PR #2339, opened 2020-11-23
Replace FuncArgs.insert with prepend_arg, optimize check_signals

coolreader18:
|:---|---:|---:|---:|---:|
| `./rustpython-norm benchmarks/pystone.py 50000` | 6.816 ± 0.653 | 6.029 | 7.630 | 1.06 ± 0.11 |
| `./rustpython-opt benchmarks/pystone.py 50000` | 6.410 ± 0.294 | 5.937 | 6.853 | 1.00 |

### DIFF
--- a/vm/src/stdlib/signal.rs
+++ b/vm/src/stdlib/signal.rs
@@ -98,15 +98,22 @@ fn _signal_alarm(time: u32) -> u32 {
 }
 
 #[cfg_attr(feature = "flame-it", flame)]
+#[inline(always)]
 pub fn check_signals(vm: &VirtualMachine) -> PyResult<()> {
-    let signal_handlers = match vm.signal_handlers {
-        Some(ref h) => h.borrow(),
+    let signal_handlers = match &vm.signal_handlers {
+        Some(h) => h,
         None => return Ok(()),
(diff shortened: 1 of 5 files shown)


youknowone (approved):

vm/src/stdlib/signal.rs
```diff
@@ -98,15 +98,21 @@ fn _signal_alarm(time: u32) -> u32 {
...
         None => return Ok(()),
     };
 
     if !ANY_TRIGGERED.swap(false, Ordering::Relaxed) {
         return Ok(());
     }
+
+    trigger_signals(&signal_handlers.borrow(), vm)
+}
+#[inline(never)]
```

__________

◆ Exercise goal ◆
The records above are to be written out again word for word.

◆ Solved problem ◆
PR #2339, opened 2020-11-23
Replace FuncArgs.insert with prepend_arg, optimize check_signals

coolreader18:
|:---|---:|---:|---:|---:|
| `./rustpython-norm benchmarks/pystone.py 50000` | 6.816 ± 0.653 | 6.029 | 7.630 | 1.06 ± 0.11 |
| `./rustpython-opt benchmarks/pystone.py 50000` | 6.410 ± 0.294 | 5.937 | 6.853 | 1.00 |

### DIFF
--- a/vm/src/stdlib/signal.rs
+++ b/vm/src/stdlib/signal.rs
@@ -98,15 +98,22 @@ fn _signal_alarm(time: u32) -> u32 {
 }
 
 #[cfg_attr(feature = "flame-it", flame)]
+#[inline(always)]
 pub fn check_signals(vm: &VirtualMachine) -> PyResult<()> {
-    let signal_handlers = match vm.signal_handlers {
-        Some(ref h) => h.borrow(),
+    let signal_handlers = match &vm.signal_handlers {
+        Some(h) => h,
         None => return Ok(()),
(diff shortened: 1 of 5 files shown)


youknowone (approved):

vm/src/stdlib/signal.rs
```diff
@@ -98,15 +98,21 @@ fn _signal_alarm(time: u32) -> u32 {
...
         None => return Ok(()),
     };
 
     if !ANY_TRIGGERED.swap(false, Ordering::Relaxed) {
         return Ok(());
     }
+
+    trigger_signals(&signal_handlers.borrow(), vm)
+}
+#[inline(never)]
```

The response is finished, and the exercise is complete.